Now that we know what this code means and how to find the oxygen sensor, we can begin to diagnose it in earnest.
P1133 Symptoms: Chevy Impala
More often than not, the check engine light is the only symptom that you will experience with P1133. Although it’s not unheard of for your Chevy Impala to experience:
- Rough Idle
- Loss of Power
- Black Exhaust
P1133 Causes + Diagnosis: Chevy Impala
Here’s a pretty solid procedure for diagnosing a bad oxygen sensor in your Chevy Impala. If you have a V6 or V8 engine, you may want to drop down to item 3, “swap test”. It will tell you if the O2 sensor is bad by moving them and seeing if the code reappears.

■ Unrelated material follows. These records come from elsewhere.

PR #646, opened 2026-09-11
fix(helpers): stop validation.ts importing limits from resolvers

### LINKED ISSUE #549: refactor: helpers/validation.ts should not import from resolvers
## Problem

`src/helpers/validation.ts` imports `MAX_LOOKUP_ADDRESSES` / `MAX_RESOLVE_NAMES` from `src/resolvers/address/index.ts`. Helpers sit below resolvers everywhere else in the tree; this is the one upward edge, and it pulls the whole address-resolver graph (redis client, metrics, every resolver module) into anything that imports the request schemas.

The same limits are also enforced a second time inside `resolvers/address/index.ts:_call` (`input.length > maxInputLength` → 400), so the check exists at two layers with two error formats.

## Proposal

- Move `MAX_LOOKUP_ADDRESSES` / `MAX_RESOLVE_NAMES` into `constants.json` (already holds `max`, `ttl`, `shortTtl`) or define them in `helpers/validation.ts` and import them from there in `resolvers/address`.
- Drop the duplicate length check in `_call` once zod is the single gate at the API boundary (or keep it and say why in a comment — `lookupAddresses`/`resolveNames` are also called internally from `image/ens.ts`, so decide whether internal callers need the guard).

Related: #546 (helpers regroup).

tony8713:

1. Capture the Short/Long Term Fuel Trim Values
If you happen to have access to a scan tool, you can use it to capture the short and long-term fuel trim values. You’ll need to make sure that your Impala’s engine is warmed up before you do this.
Doing this will help you determine if the O2 sensor is operating within spec any looking under the hood. You’ll need to compare the values that you capture with your scan tool with the values the manufacturer specifies.
While this isn’t a skill most DIY mechanics have, the concept is simple, and you can learn enough to use fuel trim to your advantage by watching this 11-minute video (it’s worth it).
2. Check the Wiring Harness at the O2 Sensor
The bank one sensor one oxygen sensor has a tough life. It is right there on the hot exhaust; it also has to deal with a lot of engine vibration. The wiring harness to the sensor will fail more than almost any other automotive wiring.
Check to see if the wiring is burnt or frayed. Make sure that the pigtail that plugs into the sensor is snugged in tight and has no damage itself. You can do this pretty quickly with a flashlight. You can usually see this oxygen sensor without having to take anything apart.
Next, use a multimeter to determine if there’s a short or open circuit. This article can make you an expert on the subject in no time.
3. Swap Test (Optional V6, V8 Only)
If you happen to be lucky enough to own a Impala with a V-8 or V6 engine, you can do something called the swap test. Basically, it involves removing the bank one sensor one oxygen(B1S1) sensor and replacing it with the bank two sensor one sensor(B2S1).
Here’s how to do the swap test:
- First, clear the DTC codes with your scanner.
- Swap the Bank 2 Sensor 1 O2 sensor with the Bank 1 Sensor 1. They’ll be on or right after the exhaust manifold.
- Run the engine until the check engine light comes back on.
- If the code changes to P1153 (which indicates the O2 sensor on Bank 2 is insufficiently switching), that is enough proof that you need a new O2 sensor.
- If the code remains P1133, you’ll need to continue pursuing your diagnosis, knowing that both O2 sensors are working fine.
4. Exhaust/Vacuum Leaks
Often a worn or brittle vacuum line will allow unmetered air into your Impala’s engine. When this happens, it creates a lean condition.
You can test for a vacuum leak around the vacuum lines and the intake manifold. A common method is to spray carb cleaner around the intake/vacuum lines. When the spot is found, the engine will rev higher with no throttle input.
Obviously, carb cleaner is super flammable. So be CAREFUL. Make sure you have a form of fire suppression available to you.
An exhaust leak can redirect the gasses that are supposed to be passing over the O2 sensor. This can leave it with a flat curve, which can throw P1133.
A bad oxygen sensor is the most common reason that you are going to come across P1133. However, there can be other issues that cause this code as well. Good luck repairing your Chevy Impala!